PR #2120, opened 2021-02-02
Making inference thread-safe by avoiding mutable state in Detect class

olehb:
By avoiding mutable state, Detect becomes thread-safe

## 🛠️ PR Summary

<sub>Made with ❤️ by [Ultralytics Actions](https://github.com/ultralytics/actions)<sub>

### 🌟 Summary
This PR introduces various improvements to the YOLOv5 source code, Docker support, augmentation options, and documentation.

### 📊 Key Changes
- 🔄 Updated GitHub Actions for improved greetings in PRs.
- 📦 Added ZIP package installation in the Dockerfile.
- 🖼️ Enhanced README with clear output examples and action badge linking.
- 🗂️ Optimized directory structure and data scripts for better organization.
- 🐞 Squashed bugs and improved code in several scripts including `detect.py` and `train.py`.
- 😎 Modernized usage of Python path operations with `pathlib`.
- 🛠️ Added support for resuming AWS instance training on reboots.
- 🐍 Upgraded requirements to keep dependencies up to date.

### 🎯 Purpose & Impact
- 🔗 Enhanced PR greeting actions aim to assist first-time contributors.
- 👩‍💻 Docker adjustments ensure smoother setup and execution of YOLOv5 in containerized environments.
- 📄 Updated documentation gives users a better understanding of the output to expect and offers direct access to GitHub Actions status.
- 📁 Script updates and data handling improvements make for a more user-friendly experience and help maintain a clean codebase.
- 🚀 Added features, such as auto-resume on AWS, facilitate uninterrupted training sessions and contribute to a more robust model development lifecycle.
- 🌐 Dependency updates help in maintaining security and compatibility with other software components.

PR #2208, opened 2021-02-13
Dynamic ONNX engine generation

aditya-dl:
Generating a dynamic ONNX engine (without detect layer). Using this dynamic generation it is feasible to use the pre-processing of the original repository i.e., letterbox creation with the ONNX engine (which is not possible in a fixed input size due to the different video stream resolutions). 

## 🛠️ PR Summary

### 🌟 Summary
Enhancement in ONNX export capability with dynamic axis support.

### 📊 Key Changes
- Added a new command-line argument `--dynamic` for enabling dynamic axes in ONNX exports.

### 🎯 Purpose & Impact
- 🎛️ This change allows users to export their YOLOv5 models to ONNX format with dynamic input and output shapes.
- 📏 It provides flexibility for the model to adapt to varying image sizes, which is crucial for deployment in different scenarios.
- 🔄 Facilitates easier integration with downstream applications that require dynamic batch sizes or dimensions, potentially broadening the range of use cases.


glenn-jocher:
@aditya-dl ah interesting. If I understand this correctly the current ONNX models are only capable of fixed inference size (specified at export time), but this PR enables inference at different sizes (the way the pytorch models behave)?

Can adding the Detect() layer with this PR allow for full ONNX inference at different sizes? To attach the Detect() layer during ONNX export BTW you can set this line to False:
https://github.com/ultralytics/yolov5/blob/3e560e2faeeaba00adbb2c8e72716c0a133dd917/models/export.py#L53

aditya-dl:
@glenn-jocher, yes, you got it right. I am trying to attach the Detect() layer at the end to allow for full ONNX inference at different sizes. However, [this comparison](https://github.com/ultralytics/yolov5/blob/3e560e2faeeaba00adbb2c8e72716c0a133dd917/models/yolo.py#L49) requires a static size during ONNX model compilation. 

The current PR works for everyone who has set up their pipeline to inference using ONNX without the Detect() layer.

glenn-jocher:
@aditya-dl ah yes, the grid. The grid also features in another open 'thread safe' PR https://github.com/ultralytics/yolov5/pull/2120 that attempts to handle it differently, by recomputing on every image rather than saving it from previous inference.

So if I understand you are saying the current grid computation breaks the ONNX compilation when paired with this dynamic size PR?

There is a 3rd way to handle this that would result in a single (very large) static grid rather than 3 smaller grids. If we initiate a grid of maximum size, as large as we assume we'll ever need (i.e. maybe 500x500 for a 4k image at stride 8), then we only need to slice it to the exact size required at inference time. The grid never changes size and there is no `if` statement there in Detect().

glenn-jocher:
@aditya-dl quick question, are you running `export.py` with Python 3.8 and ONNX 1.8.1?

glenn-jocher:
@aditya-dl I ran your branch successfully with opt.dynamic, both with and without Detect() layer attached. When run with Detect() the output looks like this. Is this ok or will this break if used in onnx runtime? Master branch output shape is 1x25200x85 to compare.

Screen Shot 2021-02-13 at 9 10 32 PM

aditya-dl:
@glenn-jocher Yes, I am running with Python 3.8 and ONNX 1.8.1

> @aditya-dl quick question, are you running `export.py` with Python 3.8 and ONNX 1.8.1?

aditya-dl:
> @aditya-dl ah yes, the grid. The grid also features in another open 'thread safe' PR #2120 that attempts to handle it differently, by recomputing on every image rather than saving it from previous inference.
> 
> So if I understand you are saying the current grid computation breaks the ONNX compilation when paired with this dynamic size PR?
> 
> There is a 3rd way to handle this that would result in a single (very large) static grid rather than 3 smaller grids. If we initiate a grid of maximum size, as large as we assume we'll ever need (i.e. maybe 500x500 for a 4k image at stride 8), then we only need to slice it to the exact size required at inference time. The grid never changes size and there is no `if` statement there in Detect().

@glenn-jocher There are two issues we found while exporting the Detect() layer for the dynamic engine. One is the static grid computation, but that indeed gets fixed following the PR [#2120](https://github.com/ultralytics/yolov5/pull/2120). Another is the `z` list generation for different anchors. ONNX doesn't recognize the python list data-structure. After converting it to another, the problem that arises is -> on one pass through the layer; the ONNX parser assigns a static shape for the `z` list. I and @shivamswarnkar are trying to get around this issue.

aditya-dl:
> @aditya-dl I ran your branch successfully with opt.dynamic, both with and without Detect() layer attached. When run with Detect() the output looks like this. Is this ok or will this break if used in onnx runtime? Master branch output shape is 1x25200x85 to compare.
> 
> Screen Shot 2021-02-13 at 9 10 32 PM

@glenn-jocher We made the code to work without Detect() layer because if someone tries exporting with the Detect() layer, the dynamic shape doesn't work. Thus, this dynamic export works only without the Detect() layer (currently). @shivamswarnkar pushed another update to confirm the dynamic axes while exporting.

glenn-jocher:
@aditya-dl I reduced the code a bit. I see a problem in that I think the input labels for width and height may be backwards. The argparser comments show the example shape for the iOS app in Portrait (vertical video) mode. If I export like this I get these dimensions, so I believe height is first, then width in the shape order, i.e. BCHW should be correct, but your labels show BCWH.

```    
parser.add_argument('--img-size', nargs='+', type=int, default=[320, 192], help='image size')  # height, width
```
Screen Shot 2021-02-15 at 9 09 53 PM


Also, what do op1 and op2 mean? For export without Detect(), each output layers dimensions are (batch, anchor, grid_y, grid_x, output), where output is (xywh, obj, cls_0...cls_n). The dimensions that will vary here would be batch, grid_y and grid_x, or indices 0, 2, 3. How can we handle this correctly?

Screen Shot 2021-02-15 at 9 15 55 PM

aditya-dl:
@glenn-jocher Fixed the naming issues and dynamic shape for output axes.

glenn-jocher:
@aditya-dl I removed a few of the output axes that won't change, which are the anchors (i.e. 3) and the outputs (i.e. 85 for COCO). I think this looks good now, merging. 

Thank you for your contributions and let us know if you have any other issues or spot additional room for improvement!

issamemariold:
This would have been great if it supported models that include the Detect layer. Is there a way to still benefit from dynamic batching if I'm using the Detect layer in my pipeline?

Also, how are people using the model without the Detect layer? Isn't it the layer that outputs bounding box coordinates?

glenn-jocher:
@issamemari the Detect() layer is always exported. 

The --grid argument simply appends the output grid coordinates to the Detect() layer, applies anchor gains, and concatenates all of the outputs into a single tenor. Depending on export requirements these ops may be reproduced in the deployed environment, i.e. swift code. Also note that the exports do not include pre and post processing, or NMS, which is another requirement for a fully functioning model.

> _EXERCISE DIRECTIONS_: For the word "avoiding", show every line of the entries that holds it.

> _WRITTEN ANSWER_:
Making inference thread-safe by avoiding mutable state in Detect class
By avoiding mutable state, Detect becomes thread-safe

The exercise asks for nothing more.